Read the listing and extract each line that includes the word "nodes".

——————

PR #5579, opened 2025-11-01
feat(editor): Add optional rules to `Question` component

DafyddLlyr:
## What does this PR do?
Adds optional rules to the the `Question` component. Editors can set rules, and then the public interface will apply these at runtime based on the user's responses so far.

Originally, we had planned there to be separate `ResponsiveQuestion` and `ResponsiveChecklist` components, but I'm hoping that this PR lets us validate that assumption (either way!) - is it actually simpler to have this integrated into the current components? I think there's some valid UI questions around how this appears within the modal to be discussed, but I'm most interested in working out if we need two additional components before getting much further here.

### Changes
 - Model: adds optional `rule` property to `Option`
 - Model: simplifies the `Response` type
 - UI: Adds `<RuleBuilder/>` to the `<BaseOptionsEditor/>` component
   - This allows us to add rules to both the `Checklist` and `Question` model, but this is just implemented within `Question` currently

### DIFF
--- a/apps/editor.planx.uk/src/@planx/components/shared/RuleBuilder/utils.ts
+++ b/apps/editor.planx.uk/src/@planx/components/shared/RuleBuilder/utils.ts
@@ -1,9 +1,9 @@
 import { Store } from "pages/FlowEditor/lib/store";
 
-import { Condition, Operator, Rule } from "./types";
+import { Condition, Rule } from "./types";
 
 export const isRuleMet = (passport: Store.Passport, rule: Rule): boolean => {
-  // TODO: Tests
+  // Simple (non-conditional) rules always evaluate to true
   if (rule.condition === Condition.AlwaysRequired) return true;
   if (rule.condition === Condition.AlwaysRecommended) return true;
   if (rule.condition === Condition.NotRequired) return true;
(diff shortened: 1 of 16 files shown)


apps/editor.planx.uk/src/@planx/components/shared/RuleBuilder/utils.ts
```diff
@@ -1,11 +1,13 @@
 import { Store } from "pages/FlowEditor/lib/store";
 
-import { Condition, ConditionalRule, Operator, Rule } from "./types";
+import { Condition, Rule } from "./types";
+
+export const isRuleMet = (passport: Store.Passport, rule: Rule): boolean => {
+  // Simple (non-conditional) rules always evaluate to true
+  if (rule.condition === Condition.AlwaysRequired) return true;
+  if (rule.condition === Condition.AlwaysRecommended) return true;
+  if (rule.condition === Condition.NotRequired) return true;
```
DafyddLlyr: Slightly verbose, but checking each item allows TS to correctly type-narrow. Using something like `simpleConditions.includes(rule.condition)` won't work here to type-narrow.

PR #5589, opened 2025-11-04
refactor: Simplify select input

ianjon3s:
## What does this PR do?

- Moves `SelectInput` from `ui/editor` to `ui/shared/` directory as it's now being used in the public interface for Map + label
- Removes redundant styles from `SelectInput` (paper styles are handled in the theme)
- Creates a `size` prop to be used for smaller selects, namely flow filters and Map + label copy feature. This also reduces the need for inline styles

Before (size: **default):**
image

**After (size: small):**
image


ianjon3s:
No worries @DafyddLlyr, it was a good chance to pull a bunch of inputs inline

——————

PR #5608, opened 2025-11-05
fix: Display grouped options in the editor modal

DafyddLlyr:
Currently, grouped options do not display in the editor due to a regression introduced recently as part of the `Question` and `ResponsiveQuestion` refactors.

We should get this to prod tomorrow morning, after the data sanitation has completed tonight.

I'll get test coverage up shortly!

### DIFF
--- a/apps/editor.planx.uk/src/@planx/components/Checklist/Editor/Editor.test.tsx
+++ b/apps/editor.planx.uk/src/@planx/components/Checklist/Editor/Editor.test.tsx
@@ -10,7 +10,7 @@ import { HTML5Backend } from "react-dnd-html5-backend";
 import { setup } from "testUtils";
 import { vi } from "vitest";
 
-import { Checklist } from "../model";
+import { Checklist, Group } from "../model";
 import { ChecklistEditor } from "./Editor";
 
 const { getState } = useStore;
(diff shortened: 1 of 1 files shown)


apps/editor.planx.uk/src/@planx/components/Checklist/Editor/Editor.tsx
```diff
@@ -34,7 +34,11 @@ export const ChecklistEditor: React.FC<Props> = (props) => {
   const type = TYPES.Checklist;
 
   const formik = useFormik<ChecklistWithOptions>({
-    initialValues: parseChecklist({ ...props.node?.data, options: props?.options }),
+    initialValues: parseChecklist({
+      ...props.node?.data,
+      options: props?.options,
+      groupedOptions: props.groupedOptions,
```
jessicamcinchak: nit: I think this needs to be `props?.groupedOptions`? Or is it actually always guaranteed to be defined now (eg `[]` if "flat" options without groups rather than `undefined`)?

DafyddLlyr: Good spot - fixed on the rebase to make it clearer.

——————

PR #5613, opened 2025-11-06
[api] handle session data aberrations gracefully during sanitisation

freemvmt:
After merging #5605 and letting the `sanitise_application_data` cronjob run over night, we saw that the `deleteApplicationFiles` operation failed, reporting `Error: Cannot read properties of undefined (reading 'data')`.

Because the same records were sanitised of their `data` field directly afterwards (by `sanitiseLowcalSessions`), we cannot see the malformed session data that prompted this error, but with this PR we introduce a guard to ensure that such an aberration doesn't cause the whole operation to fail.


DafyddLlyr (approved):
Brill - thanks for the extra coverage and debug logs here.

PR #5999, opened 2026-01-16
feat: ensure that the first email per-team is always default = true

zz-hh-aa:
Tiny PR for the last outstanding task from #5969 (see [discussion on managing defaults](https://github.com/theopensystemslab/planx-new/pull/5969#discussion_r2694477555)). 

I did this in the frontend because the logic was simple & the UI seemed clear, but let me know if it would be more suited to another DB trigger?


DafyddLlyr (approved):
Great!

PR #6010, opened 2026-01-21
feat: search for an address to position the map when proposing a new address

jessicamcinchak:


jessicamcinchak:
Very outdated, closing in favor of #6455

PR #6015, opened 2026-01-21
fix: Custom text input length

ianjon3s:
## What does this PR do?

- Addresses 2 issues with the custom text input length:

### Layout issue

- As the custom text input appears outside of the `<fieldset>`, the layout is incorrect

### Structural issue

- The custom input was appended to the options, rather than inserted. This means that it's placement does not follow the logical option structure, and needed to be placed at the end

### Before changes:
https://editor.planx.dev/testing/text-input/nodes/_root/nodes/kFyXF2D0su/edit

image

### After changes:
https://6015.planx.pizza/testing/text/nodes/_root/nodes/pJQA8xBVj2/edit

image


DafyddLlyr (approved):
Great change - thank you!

——————

• [Response box]
https://editor.planx.dev/testing/text-input/nodes/_root/nodes/kFyXF2D0su/edit
https://6015.planx.pizza/testing/text/nodes/_root/nodes/pJQA8xBVj2/edit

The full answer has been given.